MOSCA, GAETANO (1858–1941)

MOSCA, GAETANO (1858–1941)

Italian political scientist and jurist, and pioneer of elite theory, Gaetano Mosca was born in Palermo, Sicily, in 1858 and educated at Palermo University. He combined an academic with a political career, teaching constitutional law, public law and political science in Palermo, Turin and Rome, and serving from 1908 as a conservative-liberal deputy in Parliament. From 1914–16 he was under-secretary of state for the colonies, and in 1918 he was appointed a life senator. Mosca was also a regular contributor to newspapers, until increasing governmental censorship in the later 1920s induced him to stop. Although he was highly critical of democratic institutions in his early writings, Mosca came to regard parliamentary government as the least defective of political systems. However, he refused to take any public stance against fascism, simply confining himself to a few incidental remarks on the virtues of representative government in his writings on the history of political ideas, which constituted his only significant output in the fascist period. He remained a senator until his deathin 1941.

Encyclopedia of nineteenth-century thought 468

Mosca’s two most important works were the Teoria dei governi e governo parlamentare (1884) and the Elementi di scienza politica (1896). In these he explored a similar line of thought to Pareto (whose views on the distinction between elites and masses appear to have been arrived at independently and more or less simultaneously) arguing that all societies, in every age, irrespective of their character (whether it was bureaucratic, plutocratic, military or religious) and of the myth that underpinned them (the will of God, or the will of the majority, or the dictatorship of the proletariat) were ruled by organized minorities. Pareto disliked the term ‘elite’, on the grounds that it implied an often unwarranted moral superiority, and preferred instead the more neutral concept of the ‘political class’. He accepted Marx’s idea about the ubiquity of class divisions and conflicts, but rejected the notion that these might be eliminated: a ruling class could be overthrown, but it would necessarily, he maintained, be replaced by another.

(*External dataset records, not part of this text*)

PR #980, opened 2022-08-16
refactor `ReadyToPayMethods` to discriminator

jvc9109:
refactor `ReadyToPayMethods` to use discriminator for sdk generation

### DIFF
--- a/openapi/components/schemas/ReadyToPay/ReadyToPayMethods.yaml
+++ b/openapi/components/schemas/ReadyToPay/ReadyToPayMethods.yaml
@@ -1,11 +1,15 @@
-type: array
-items:
-  anyOf:
+type: object
+discriminator: 
+  propertyName: method
+  x-enum-mapping:
     - $ref: ./Methods/ReadyToPayPaymentCardMethod.yaml
     - $ref: ./Methods/ReadyToPayAchMethod.yaml
     - $ref: ./Methods/ReadyToPayGenericMethod.yaml
     - $ref: ./Methods/ReadyToPayPayPalMethod.yaml
     - $ref: ./Methods/ReadyToPayKlarnaMethod.yaml
+properties: 
+  method:
+    type: string
 example:
   - method: payment-card
     feature:
--- a/openapi/components/schemas/ReadyToPay/ReadyToPayMethods.yaml
+++ b/openapi/components/schemas/ReadyToPay/ReadyToPayMethods.yaml
@@ -41,3 +41,4 @@ example:
     filters: []
   - method: Skrill
     filters: []
+x-no-abstract-methods: true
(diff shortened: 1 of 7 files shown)


openapi/components/schemas/ReadyToPay/ReadyToPayMethods.yaml
```diff
@@ -1,11 +1,15 @@
-type: array
-items:
-  anyOf:
+type: object
+discriminator: 
+  propertyName: method
+  x-enum-mapping:
```
ashkarpetin, line 4: Can we refactor our schema to not use that extension? I don't like it. It is not in compliance with OpenAPI, and hard to figure out when we should use it.

jvc9109: Since it includes a "Generic" option the result would look like:

```suggestion
    mapping:
       payment-card: ./Methods/ReadyToPayPaymentCardMethod.yaml
       ach: ./Methods/ReadyToPayAchMethod.yaml
      paypal: ./Methods/ReadyToPayPayPalMethod.yaml
      Klarna: ./Methods/ReadyToPayKlarnaMethod.yaml
      cash: ./Methods/ReadyToPayGenericMethod.yaml
      check: ./Methods/ReadyToPayGenericMethod.yaml
      AdvCash: ./Methods/ReadyToPayGenericMethod.yaml
      Alfa-click: ./Methods/ReadyToPayGenericMethod.yaml
      Alipay: ./Methods/ReadyToPayGenericMethod.yaml
      AstroPay Card: ./Methods/ReadyToPayGenericMethod.yaml
      AstroPay-GO: ./Methods/ReadyToPayGenericMethod.yaml
      BankReferenced: ./Methods/ReadyToPayGenericMethod.yaml
      bank-transfer: ./Methods/ReadyToPayGenericMethod.yaml
      bank-transfer-2: ./Methods/ReadyToPayGenericMethod.yaml
      ...
```
and so on for the 142 generic payment methods. It is a difficult compromise but we can explore an alternative for next cycle to change the way we handle this special cases

justnero: As an extension author, I should explain – it is designed to overcome duplicated enum declaration, like in this case with `ReadyToPayGenericMethod`, and should not be used for a 1-to-1 mapping.
Regarding OpenAPI compliance – it's actually pretty compliant as it is transformed into a plain `mapping` with all the lines in the [comment](https://github.com/Rebilly/api-definitions/pull/980#discussion_r946725998) above. The downside of doing it manually is at least the need to adjust several mappings each time an underlying enum gets changed.

justnero (approved):

justnero:
@Rebilly/php please review

justnero:
@Rebilly/js please review

ashkarpetin (approved):
Approved to unblock PR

Mosca saw the composition and the manner of ruling of political systems as oscillating between alternative poles or ‘principles’. A ruling class could be based on inheritance (the ‘aristocratic principle’) or be open to talented individuals from the lower classes (the ‘democratic principle’); rulers might heed the wishes of the ruled (the ‘liberal principle’) or disregard them (the ‘authoritarian principle’). In common with classical writers such as Aristotle, Mosca—who considered himself a liberal—was inclined to see the best political system as one in which none of these principles was pushed to an extreme. The liberal and authoritarian principles should be balanced; and while the hereditary principle could result in the ossification of the ruling class, a degree of closure might be beneficial, in that it could reduce the intensity of the struggle for power and allow for the transmission of valuable skills and traditions.

Mosca had no interest in methodology or philosophy, and did not subject many of his generalizations to serious empirical scrutiny. Nevertheless his main work, the Elementi di scienza politica, remains unsurpassed as a general treatise on politics.